# PT shirts?



## Ontario23 (6 Sep 2012)

Hey, hope this is the right section. I've searched for this, by the way, but couldn't find anything.

Anyways, recently at the gym I've been eeing some guys with grey shirt thats read ARMY, and underneath that, the  French word, ARMEE. I'm curious as to whether or not these shirts are strictly Canadian Forces shirts, issued to members who have or are currently serving. It would also tell me if these guys from my town have been members of the CF, too, because I don't know anyone from where I live who serves or has served in the CF. (at least not present day)


----------



## Lerch (6 Sep 2012)

Sounds like the cheap shirts you can buy at the Canex, which means that these guys at your gym may or may not be military, they just had to be on base at some point in time.


----------



## aesop081 (6 Sep 2012)

Lerch said:
			
		

> they just had to be on base at some point in time.



Or developed the ability to shop at surplus stores. Yup, seen them there.


----------



## Remius (6 Sep 2012)

I have the same shirt.  It was a promotional item I believe that the army had produced for recruiters to promote the army.  They gave them away essentially to prospects and such.  I could be wrong, since I have a lot of stuff from my recruiting days.  But you can find similar shirts all over the place.

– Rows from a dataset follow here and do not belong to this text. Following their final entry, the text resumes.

PR #4579, opened 2026-02-24
refactor: Remove GetAllDocIDs/docIDs from collection api

### LINKED ISSUE #4514: Remove the get docIDs/list api
Remove the get docIDs/list api  

https://discord.com/channels/1374835078781468722/1390656042014343261/1471623400354087066

shahzadlone:
## Relevant issue(s)
Resolves #4514 

## Description
Remove the `client collection docIDs` command and `GetAllDocIDs` method from the Collection interface and all client implementations as the first step toward reorganizing collection vs document-level operations.

Note(s):
- GetAllDocIDs wasn't fully deleted it was made private as getAllDocIDsChan returning a private docIDResult struct. This is because internal/db/backup.go still needs to iterate doc IDs for export.
- So the public API surface was removed but the internal functionality was preserved.
- Zero test files changed (no tests depended on GetAllDocIDs directly).


nasdf (approved):
Changes look good to me. 

Unrelated question: should we also consider removing the document get / create APIs? Both can be achieved with the GQL query interface.

AndrewSisley (approved):
LGTM, the unchecked `(*collection)` cast makes me a little uncomfortable, but we are pushed for time.

shahzadlone:
> Unrelated question: should we also consider removing the document get / create APIs? Both can be achieved with the GQL query interface.

I thought we had consensus and did want to cleanup/remove most of the API anyways because they can all be achieved with GQL soon? 

Or are you suggesting pre-v1?

AndrewSisley:
> Unrelated question: should we also consider removing the document get / create APIs? Both can be achieved with the GQL query interface.

I think that discussion is something easily saved for v2.

shahzadlone:
> the unchecked `(*collection)` cast makes me a little uncomfortable, but we are pushed for time.

- [x] Fixed in the 2nd commit

internal/db/backup.go
```diff
@@ -187,7 +187,11 @@ func (db *DB) basicExport(ctx context.Context, config *client.BackupConfig) (err
 		if err != nil {
 			return err
 		}
-		docIDsCh, err := col.GetAllDocIDs(ctx)
+		internalCol, ok := col.(*collection)
+		if !ok {
+			return NewErrInvalidCollectionType(col.Name())
+		}
```
fredcarle: thought: I understand that @AndrewSisley was nervous about the unchecked casting but this is effectively dead code. There isn't much of a benefit to having it here.

shahzadlone: I think you are right, basicExport is on *DB which always creates *collection internally, so the cast can never fail.

I will just revert the change

AndrewSisley: I was a bit conflicted over this, and didn't add a comment to this line partly because of this.  I am more nervous because Chris might be changing something here, and it is not implausible for us to have more than one implementation of the interface in the future.

I figured it was not worth thinking too hard about it right now, so I have no objection to this being reverted if people prefer.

What i can tell you is that it isn't in the scale of issued kit.  So they might not be military or they might be.


----------



## TN2IC (6 Sep 2012)

These shirts you could buy at the CANEX a few years back. I have two of my own. Too bad they are wearing out now. I personally like them.


----------



## Canadian.Trucker (6 Sep 2012)

Army?  Je ne comprends pas.  AAAHHH!!! Armee!  Je comprends!


----------



## Sigs Pig (6 Sep 2012)

Nothing says ARMY better than a shirt that looks like you have just finished (and won?) a knife fight.

Army T-shirt

ME


----------



## Haggis (6 Sep 2012)

Sigs Pig said:
			
		

> Nothing says ARMY better than a shirt that looks like you have just finished (and won?) a knife fight.
> 
> Army T-shirt
> 
> ME



"*Unfortunately, this product is no longer available.* For an alternative suggestion, contact our Fashion Advisors"


----------